RECORD EXTRACTS:
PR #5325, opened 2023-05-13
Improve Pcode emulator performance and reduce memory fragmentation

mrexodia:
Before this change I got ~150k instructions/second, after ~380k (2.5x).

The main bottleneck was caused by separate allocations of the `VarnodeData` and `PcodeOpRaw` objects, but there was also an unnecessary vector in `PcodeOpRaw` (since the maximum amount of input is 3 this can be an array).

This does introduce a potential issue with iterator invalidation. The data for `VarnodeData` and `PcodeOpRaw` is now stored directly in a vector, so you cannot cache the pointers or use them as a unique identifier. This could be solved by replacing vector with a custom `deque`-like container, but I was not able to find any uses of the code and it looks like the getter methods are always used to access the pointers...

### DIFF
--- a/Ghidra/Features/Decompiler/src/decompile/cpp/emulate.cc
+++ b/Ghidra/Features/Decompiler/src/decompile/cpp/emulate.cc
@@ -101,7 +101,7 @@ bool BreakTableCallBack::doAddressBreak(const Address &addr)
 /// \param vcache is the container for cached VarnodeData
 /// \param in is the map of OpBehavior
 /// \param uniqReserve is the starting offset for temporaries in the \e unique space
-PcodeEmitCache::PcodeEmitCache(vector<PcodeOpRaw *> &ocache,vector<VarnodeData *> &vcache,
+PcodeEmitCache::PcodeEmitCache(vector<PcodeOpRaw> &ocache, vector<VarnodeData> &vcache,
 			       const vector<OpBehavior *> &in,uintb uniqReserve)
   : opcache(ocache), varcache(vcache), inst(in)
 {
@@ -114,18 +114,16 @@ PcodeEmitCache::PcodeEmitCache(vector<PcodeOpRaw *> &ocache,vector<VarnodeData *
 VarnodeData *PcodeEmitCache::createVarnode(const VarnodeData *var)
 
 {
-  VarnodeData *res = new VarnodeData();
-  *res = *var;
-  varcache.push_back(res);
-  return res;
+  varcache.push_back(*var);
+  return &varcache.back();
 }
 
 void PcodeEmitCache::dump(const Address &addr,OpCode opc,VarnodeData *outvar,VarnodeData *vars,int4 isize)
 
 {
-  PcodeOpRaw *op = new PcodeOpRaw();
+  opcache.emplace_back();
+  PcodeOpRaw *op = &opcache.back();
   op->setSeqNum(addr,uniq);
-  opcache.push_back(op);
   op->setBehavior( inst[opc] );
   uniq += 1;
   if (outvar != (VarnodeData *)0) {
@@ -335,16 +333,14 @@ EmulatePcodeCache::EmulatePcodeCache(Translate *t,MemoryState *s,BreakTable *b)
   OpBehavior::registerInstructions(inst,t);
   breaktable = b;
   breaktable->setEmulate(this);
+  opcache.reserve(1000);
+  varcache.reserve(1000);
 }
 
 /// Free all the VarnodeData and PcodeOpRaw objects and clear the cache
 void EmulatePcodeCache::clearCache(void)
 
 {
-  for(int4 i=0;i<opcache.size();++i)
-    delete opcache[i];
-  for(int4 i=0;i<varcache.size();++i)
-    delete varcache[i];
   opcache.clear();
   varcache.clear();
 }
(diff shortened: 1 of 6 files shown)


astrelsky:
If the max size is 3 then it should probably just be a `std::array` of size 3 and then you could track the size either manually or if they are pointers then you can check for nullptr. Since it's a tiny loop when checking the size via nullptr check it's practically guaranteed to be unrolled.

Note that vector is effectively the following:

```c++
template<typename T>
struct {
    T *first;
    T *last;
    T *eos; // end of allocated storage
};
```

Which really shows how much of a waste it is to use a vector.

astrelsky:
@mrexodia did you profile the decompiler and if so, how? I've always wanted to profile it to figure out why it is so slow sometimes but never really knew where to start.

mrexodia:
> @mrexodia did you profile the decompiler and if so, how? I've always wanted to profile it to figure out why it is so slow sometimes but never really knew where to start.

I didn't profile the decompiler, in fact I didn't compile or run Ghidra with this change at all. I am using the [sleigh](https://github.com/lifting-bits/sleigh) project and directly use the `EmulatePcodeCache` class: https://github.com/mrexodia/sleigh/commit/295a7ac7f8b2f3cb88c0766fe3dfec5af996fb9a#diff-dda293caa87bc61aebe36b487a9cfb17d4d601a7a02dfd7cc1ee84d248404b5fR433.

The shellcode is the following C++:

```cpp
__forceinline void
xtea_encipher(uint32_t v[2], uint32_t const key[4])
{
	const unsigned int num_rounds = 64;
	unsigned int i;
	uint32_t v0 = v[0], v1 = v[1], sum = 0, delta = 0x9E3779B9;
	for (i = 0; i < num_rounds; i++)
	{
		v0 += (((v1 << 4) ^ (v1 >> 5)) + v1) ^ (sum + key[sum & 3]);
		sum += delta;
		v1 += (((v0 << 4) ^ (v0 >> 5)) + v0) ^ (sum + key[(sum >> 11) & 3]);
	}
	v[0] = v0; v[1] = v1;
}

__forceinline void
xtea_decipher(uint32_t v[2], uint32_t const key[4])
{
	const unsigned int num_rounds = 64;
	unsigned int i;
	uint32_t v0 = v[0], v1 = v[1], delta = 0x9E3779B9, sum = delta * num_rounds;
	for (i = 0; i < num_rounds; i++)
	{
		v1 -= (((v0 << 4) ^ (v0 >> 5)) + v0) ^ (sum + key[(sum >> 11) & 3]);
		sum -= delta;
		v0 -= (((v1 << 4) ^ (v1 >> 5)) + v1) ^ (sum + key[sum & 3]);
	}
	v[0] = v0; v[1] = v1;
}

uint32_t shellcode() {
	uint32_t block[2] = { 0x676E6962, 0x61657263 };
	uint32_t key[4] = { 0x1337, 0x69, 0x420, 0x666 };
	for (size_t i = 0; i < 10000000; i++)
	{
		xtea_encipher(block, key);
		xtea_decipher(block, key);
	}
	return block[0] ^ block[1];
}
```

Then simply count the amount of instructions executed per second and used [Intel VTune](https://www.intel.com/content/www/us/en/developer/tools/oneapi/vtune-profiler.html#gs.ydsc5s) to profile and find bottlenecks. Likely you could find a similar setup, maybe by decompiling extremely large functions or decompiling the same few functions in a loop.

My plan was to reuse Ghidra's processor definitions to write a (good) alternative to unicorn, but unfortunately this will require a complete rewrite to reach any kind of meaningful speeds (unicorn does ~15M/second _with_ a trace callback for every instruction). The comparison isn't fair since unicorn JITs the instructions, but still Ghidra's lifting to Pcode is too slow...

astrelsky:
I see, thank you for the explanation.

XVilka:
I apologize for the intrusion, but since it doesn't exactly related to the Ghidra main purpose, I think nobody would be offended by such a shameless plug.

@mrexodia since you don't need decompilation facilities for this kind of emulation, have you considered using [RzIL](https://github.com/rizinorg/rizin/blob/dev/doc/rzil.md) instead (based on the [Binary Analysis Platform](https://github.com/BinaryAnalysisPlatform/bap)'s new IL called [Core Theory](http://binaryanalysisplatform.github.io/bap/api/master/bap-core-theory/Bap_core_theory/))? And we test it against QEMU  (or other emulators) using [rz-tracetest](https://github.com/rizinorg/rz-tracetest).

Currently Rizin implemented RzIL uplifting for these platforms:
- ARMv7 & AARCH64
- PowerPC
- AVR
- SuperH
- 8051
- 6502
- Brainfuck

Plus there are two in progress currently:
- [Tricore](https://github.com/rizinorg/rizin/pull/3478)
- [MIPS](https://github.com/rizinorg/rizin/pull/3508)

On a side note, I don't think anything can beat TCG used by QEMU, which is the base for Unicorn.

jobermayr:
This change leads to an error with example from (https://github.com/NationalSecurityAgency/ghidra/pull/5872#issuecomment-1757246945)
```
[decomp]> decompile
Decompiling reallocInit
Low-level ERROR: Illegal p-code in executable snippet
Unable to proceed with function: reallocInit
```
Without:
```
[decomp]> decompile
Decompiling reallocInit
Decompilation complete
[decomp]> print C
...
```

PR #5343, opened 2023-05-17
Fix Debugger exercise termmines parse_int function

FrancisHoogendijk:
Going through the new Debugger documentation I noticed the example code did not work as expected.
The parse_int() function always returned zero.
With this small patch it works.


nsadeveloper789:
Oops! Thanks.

EXERCISE OBJECTIVE: Return all lines from the entries that contain the string "delta".

RESULT OF THE EXERCISE:
	uint32_t v0 = v[0], v1 = v[1], sum = 0, delta = 0x9E3779B9;
		sum += delta;
	uint32_t v0 = v[0], v1 = v[1], delta = 0x9E3779B9, sum = delta * num_rounds;
		sum -= delta;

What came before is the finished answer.